_Problem to solve_: In the entries below, find each line bearing the string "expected" and copy it.

Task inputs below:

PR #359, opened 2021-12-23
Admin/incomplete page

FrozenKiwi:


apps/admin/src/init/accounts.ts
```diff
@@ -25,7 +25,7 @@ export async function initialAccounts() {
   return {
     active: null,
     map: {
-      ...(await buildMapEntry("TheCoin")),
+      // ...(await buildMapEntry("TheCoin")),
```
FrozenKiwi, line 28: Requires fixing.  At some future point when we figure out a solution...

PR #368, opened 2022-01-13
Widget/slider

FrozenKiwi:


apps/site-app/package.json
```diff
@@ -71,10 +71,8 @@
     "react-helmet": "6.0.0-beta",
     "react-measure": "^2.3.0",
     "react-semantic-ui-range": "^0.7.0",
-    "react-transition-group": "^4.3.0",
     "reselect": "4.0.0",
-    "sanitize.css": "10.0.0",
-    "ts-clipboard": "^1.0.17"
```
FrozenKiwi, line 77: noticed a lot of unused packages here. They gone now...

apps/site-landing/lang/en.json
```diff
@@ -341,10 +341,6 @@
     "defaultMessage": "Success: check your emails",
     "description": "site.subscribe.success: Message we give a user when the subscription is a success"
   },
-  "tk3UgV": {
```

End of Task inputs.
Task inputs below:

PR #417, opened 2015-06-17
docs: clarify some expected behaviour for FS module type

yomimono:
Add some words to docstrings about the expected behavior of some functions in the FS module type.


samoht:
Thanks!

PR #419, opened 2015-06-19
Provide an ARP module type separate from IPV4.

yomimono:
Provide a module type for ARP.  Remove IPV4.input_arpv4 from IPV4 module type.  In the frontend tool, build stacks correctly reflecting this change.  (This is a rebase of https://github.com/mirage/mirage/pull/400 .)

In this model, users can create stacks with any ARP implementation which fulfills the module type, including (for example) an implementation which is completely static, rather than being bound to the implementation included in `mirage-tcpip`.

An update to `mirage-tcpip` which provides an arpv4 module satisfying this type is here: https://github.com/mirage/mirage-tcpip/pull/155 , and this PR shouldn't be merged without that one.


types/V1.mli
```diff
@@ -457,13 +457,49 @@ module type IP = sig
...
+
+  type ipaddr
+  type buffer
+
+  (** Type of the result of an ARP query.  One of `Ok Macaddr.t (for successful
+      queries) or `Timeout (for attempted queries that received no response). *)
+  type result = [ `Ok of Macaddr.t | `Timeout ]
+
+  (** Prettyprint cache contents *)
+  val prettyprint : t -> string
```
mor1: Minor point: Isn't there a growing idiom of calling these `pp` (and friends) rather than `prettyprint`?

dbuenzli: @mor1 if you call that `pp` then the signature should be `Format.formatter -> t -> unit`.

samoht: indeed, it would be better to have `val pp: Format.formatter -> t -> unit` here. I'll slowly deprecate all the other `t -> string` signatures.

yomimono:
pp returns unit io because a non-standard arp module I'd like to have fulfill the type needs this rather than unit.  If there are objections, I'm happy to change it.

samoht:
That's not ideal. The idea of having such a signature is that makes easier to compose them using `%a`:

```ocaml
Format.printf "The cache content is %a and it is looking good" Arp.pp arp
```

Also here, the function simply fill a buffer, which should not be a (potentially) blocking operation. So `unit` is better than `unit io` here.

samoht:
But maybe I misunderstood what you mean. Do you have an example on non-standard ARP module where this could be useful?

End of Task inputs.

_Solution for this problem_:
docs: clarify some expected behaviour for FS module type
Add some words to docstrings about the expected behavior of some functions in the FS module type.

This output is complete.